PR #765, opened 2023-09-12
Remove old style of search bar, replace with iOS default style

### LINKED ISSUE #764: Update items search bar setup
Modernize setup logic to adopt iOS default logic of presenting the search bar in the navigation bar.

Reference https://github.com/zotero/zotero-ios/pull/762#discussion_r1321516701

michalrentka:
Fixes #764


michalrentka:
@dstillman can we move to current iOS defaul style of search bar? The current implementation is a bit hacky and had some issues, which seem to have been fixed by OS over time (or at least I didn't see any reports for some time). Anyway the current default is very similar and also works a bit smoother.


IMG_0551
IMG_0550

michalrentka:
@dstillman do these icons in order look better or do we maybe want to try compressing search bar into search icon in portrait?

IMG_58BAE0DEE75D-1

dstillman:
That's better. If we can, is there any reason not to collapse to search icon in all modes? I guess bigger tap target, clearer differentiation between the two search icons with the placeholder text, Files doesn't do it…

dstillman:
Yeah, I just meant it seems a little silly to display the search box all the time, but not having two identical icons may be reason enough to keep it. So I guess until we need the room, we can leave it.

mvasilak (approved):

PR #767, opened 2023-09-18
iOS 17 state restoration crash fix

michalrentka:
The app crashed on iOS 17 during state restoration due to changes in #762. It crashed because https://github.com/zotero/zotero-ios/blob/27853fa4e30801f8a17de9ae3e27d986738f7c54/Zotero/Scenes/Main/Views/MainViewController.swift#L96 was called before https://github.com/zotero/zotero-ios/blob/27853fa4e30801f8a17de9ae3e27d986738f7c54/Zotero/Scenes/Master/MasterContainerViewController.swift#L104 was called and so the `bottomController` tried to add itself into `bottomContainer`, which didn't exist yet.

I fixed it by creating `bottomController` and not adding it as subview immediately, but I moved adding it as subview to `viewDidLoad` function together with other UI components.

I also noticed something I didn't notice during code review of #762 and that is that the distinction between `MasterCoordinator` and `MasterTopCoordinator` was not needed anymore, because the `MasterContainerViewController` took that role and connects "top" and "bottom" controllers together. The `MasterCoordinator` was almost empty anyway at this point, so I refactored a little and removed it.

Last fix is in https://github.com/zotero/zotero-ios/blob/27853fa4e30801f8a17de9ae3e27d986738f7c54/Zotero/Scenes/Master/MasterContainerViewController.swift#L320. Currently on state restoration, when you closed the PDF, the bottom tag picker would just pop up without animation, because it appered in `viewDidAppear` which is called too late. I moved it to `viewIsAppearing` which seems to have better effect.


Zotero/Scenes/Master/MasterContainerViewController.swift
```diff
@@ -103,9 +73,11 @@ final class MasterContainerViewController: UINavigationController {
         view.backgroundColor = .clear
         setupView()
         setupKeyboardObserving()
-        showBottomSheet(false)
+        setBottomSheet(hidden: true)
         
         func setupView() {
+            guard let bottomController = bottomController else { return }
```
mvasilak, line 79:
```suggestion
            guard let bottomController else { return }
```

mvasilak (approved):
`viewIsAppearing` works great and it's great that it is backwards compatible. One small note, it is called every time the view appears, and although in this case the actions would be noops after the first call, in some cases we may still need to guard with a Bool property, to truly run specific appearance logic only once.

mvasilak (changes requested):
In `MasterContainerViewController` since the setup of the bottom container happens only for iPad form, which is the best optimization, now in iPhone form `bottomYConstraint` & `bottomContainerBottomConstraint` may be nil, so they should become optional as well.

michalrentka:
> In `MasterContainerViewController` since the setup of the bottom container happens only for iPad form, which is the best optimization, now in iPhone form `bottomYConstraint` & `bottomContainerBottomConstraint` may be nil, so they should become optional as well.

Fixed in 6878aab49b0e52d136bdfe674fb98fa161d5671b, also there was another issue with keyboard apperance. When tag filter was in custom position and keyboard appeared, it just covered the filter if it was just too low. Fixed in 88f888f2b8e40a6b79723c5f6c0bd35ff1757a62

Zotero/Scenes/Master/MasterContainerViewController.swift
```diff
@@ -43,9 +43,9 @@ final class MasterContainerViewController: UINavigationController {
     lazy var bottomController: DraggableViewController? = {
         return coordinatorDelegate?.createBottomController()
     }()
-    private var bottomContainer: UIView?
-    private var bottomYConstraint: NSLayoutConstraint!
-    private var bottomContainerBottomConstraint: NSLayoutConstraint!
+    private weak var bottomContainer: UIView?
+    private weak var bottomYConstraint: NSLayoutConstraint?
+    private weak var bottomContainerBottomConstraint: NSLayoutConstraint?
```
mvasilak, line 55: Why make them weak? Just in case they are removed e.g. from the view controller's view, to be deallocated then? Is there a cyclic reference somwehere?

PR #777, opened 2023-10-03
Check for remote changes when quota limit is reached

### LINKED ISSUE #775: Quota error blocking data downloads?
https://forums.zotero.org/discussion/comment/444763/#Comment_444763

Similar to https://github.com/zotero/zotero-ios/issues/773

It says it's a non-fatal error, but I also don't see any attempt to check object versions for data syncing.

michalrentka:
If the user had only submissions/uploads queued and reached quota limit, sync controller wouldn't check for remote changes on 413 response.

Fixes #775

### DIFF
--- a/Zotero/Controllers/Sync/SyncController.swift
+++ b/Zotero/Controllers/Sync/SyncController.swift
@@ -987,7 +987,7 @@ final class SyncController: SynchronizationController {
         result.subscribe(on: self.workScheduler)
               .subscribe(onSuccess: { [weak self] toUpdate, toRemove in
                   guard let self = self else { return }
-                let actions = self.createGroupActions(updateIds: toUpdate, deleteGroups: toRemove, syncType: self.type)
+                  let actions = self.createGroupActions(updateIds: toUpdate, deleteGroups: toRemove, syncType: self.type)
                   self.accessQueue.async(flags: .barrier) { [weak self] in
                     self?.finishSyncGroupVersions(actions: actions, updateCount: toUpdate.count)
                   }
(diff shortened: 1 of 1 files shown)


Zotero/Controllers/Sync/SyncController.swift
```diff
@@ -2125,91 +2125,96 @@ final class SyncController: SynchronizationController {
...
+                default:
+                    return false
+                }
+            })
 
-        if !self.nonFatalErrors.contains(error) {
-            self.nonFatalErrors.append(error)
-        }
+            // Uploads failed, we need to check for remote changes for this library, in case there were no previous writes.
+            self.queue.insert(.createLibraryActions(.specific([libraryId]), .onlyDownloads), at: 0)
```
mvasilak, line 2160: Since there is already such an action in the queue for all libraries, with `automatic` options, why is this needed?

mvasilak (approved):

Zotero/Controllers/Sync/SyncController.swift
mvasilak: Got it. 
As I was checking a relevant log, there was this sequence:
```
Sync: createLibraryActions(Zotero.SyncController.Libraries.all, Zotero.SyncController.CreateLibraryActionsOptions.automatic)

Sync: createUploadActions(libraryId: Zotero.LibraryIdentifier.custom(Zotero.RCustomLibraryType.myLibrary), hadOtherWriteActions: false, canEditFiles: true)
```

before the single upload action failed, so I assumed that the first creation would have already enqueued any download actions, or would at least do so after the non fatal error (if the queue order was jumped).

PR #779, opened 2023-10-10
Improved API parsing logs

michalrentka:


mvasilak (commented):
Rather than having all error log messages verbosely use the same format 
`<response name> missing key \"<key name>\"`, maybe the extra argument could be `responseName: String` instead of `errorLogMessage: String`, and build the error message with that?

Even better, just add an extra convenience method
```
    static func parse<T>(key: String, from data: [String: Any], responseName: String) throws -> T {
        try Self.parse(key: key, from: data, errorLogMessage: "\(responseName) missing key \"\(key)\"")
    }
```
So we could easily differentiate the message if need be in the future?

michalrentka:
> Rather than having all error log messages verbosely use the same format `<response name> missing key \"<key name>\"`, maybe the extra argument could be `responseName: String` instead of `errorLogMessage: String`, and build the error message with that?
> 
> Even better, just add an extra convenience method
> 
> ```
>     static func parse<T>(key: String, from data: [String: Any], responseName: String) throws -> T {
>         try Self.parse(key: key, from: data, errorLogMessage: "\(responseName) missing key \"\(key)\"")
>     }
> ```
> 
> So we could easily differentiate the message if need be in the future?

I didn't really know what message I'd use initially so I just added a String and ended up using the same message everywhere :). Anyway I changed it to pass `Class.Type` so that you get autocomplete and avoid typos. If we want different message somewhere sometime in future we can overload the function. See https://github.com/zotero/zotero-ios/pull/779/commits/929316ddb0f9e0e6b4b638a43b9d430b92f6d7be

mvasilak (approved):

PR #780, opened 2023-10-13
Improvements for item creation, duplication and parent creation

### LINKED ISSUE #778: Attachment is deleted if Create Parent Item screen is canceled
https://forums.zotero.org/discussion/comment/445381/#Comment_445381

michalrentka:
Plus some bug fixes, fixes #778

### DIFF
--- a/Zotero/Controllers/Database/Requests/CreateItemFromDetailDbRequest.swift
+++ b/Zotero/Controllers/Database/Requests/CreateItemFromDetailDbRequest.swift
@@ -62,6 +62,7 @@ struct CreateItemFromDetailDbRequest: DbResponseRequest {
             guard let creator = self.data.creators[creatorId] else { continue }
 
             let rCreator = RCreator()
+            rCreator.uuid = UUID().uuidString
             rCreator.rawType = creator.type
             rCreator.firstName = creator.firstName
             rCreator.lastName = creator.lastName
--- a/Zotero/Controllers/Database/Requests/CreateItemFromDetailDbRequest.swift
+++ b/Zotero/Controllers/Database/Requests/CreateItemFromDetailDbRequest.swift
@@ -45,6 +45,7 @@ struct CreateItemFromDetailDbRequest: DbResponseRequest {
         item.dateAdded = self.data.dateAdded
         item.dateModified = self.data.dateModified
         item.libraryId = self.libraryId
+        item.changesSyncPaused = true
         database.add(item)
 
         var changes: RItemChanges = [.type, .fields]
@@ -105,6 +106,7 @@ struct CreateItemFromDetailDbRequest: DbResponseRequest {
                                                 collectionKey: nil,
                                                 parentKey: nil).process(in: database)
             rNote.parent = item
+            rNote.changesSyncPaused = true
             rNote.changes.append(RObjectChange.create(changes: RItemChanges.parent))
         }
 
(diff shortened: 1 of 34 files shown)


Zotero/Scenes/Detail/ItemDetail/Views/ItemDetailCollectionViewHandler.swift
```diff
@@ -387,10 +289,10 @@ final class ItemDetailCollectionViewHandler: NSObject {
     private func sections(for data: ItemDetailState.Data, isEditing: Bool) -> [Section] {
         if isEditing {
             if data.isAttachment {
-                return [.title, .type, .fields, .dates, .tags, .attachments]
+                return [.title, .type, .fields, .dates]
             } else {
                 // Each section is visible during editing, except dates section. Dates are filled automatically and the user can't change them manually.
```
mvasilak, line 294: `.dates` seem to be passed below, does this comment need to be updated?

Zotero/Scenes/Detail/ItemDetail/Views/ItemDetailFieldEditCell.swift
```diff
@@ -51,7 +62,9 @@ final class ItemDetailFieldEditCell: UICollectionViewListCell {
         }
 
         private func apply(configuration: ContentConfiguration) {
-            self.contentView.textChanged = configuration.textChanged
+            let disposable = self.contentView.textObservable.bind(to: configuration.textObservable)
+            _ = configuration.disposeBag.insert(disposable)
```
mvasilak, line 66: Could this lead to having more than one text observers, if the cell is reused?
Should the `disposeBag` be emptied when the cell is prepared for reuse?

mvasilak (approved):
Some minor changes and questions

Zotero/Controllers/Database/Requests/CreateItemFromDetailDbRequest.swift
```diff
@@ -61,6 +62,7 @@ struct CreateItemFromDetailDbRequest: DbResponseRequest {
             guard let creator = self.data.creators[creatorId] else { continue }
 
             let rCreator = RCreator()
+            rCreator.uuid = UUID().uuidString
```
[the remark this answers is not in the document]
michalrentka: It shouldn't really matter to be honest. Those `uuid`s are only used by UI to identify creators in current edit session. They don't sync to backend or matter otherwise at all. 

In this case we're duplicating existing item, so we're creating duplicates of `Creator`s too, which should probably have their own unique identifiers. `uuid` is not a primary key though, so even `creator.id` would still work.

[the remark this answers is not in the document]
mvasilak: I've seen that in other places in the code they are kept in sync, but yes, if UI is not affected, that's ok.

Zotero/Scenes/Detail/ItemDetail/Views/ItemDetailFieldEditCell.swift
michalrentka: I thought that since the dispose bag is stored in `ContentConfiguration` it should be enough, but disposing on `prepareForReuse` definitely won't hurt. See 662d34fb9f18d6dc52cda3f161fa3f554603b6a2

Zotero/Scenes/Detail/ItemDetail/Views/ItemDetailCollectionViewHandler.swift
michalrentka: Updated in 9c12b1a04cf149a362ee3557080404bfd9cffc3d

PROBLEM REQUIREMENTS: Go through the material above and count the lines that contain "private"; give that number alone.

ANSWER SPACE: 8